While the overall objective of SLAM is to estimate a globally consistent camera trajectory within a map, the tracking thread incrementally obtains an estimate of the local trajectory. This process, often referred to as Visual Odometry (VO), involves calculating the camera’s motion by analyzing changes in the captured images over time. Depending on how motion is estimated from adjacent image frames, we can classify the methods for visual tracking as direct or indirect:

  • Direct methods estimate the motion from the intensity information of the pixels in the image. The estimate is obtained by optimizing the photometric error. Depending on the pixels selected for the optimization, direct methods can be classified as:
  • Sparse, if only sparse keypoints are considered,
  • Semi-dense, if all pixels with high gradients are included, or
  • Dense if all pixels are included.

Direct methods compare the pixel intensities between consecutive image frames and align the images by minimizing the photometric error. This optimization is highly nonconvex, and thus is performed following a coarse-to-fine approach, matching at low resolutions first and then iteratively refining at higher resolutions.

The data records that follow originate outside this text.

PR #3969, opened 2020-08-28
Update language

ericvaandering:
This PR is in two commits. The first corrects some user facing language I noticed. The second commit refactors the code base to change the name of the problematic exception name

### DIFF
--- a/lib/rucio/web/ui/static/request_rule.js
+++ b/lib/rucio/web/ui/static/request_rule.js
@@ -7,6 +7,7 @@
  *
  * Authors:
  * - Thomas Beermann, <thomas.beermann@cern.ch>, 2015-2018
+ * - Eric Vaandering, <ewv@fnal.gov>, 2020
  */
 
 var selected_dids = [];
@@ -886,7 +887,7 @@ create_rules = function(approval) {
         if (error_details['ExceptionClass'] == 'DuplicateRule') {
             html_check = '<font color="red">The rule that you are trying to create already exists, please go back and choose another DID or RSE.</font>';
         } else if (error_details['ExceptionClass'] == 'RSEBlacklisted') {
-            html_check = '<font color="red">The RSE that you chose is currently blacklisted. Please check <a href="http://atlas-agis.cern.ch/agis/ddmblacklisting/list/" target="_blank">here</a> for more information.</font>';
+            html_check = '<font color="red">The RSE that you chose is currently not available for writing. Please check <a href="http://atlas-agis.cern.ch/agis/ddmblacklisting/list/" target="_blank">here</a> for more information.</font>';
         } else {
             html_check = '<font color="red">' + error_details['ExceptionClass'] + ': ' + error_details['ExceptionMessage'] + '</font>';
         }
--- a/lib/rucio/web/ui/static/request_rule.js
+++ b/lib/rucio/web/ui/static/request_rule.js
@@ -886,7 +886,7 @@ create_rules = function(approval) {
         error_details = JSON.parse(jqXHR.responseText);
         if (error_details['ExceptionClass'] == 'DuplicateRule') {
             html_check = '<font color="red">The rule that you are trying to create already exists, please go back and choose another DID or RSE.</font>';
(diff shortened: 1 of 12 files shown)


lib/rucio/web/ui/static/request_rule.js
```diff
@@ -885,8 +886,8 @@ create_rules = function(approval) {
         error_details = JSON.parse(jqXHR.responseText);
         if (error_details['ExceptionClass'] == 'DuplicateRule') {
             html_check = '<font color="red">The rule that you are trying to create already exists, please go back and choose another DID or RSE.</font>';
-        } else if (error_details['ExceptionClass'] == 'RSEBlacklisted') {
-            html_check = '<font color="red">The RSE that you chose is currently blacklisted. Please check <a href="http://atlas-agis.cern.ch/agis/ddmblacklisting/list/" target="_blank">here</a> for more information.</font>';
+        } else if (error_details['ExceptionClass'] == 'RSENoWriting') {
+            html_check = '<font color="red">The RSE that you chose is currently not available for writing. Please check <a href="http://atlas-agis.cern.ch/agis/ddmblacklisting/list/" target="_blank">here</a> for more information.</font>';>>>>>>> c78798acb... More language
```
bziemons: a little error has sneaked in here

ericvaandering: Indeed!

bziemons:
Also if I may suggest: instead of `NoWriting` I find `ReadOnly` much more natural, but that may be a personal preference (or perhaps `RSEDeniesWrite` if this is not as simple as read/write).

bari12:
Thanks @ericvaandering 
I was also planning to submit a PR for this :-) Next to `RSENoWriting`, `RSEReadOnly`, and `RSEDeniesWrite` I am also throwing `RSEWriteBlocked` 😄 
`RSEReadOnly` sounds most natural, but might be misleading, since the RSE might actually be completely blocked, thus also not allows Reading.

ericvaandering:
Just let me know and I can easily update. I like RSEWriteBlocked.

ericvaandering:
Exception name changed to RSEWriteBlocked. Please take once you are satisfied.

bari12:
Thanks @ericvaandering 
There is a bit of a backwards-compatibility issue here which we probably can't easily address.
On the client side the [translation](https://github.com/rucio/rucio/blob/bfafc84bd616857d853cec5b5bd5b3cc41f45c80/lib/rucio/client/baseclient.py#L308) of the Exception sent by the REST interface is based on the exception class name. So if the server suddenly starts to send `RSEWriteBlocked` older clients will not be able to understand it and raise generic `RucioException` instead. 
In retrospective it would have been better to do the exception translation by the unique exception code, this would allow easy rename. Of course that doesn't help us now with old clients.

ericvaandering:
I thought that might be the case, which is why I did two commits. The first one should be completely safe. Can you cherry pick it or do you want me to make a new PR?

bari12:
I would suggest, we rename whatever we can without breaking backwards-compatibility. (E.g. the messages etc.) We do add a new `RSEWriteBlocked` exception, add it in all the catch cases, but do not raise it on the server yet. In some, as short as possible, time (e.g. with 1.24?) we remove the old exception and only use `RSEWriteBlocked`. This way we give the clients a time window to upgrade.
Older clients will not break completely, they will just raise a `RucioException` instead, but I would imagine that the workflow of certain external applications would not work as intended with that.

ericvaandering:
OK, I'll update with that in mind.

ericvaandering:
OK, this should be OK with one possible exception: I left the error_code for the exception the same since I don't really know what that is and they will be used to signal the same thing.

bari12:
```
lib/rucio/daemons/sonar/sonar/send_sonar_tests.py:86:43: E241 multiple spaces after ','
lib/rucio/common/exception.py:589:1: E302 expected 2 blank lines, found 1
```
:-)

ericvaandering:
Fixed.

bari12 (approved):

  • Indirect methods, also known as feature-based methods, rely on extracting and matching features or keypoints between frames to estimate motion. This computation is based on the optimization of the reprojection error.

Given a set of matched features (in this case, taking only one as example), a camera transform is estimated. This transform is used to project the points in the 3D space, which are then reprojected back on the image. This reprojection error is used to refine the camera transform estimate.

An example of a widely-used indirect method is ORB-SLAM3:

In short, SLAM algorithms are often named after the error function that is being optimized and the kind of information (pixels/Keypoints) that is used in such optimization:

KeypointsGradient PixelsAll Pixels
Reprojection errorIndirect or feature-based SLAMN/AN/A
Photometric errorSparse direct SLAMSemi-dense direct SLAMDense direct SLAM

The SLAM back-end

By itself, the front-end will drift as the time pases and the map increases. The back-end optizes the estimates from the front-end. It does so by creating a map of previous estimates and measurements.

A chicken creating a map that stores previous points in the trajectory. The so-called keyframes are conditioned by the chicken’s stepsize.

According to how the map is structured
and processed, there are two approaches: filter-based and
optimization-based:

  • Filter-based marginalise all the poses for every new
    frame while retaining all the landmarks detected, creating a
    compact graph. This graph only grows when exploring new areas and detecting new features. However, it will eventually become a fully interconnected graph, severely limiting the number of features that can be stored while preserving computational efficiency.

In this simple example, a robot (O) estimates its position in the environment (shown in red) by creating a state vector that includes its own position and the positions of landmarks (X) (shown in blue). As the robot moves through the environment, it detects more landmarks, which are then added to the state vector. These landmarks remain in the state vector even when they are no longer within the robot’s immediate reach.
For a more detailed explanation of how Kalman Filters, like the one exemplified here, work, you can visit this blog post.

  • Optimization-based methods, unlike filtering, solve the entire graph using algorithms like bundle adjustment (BA). They can optimize in a sliding window (local BA) or a subset of keyframes (global BA). Although these methods include more elements, they connect them sparsely, making the optimization efficient.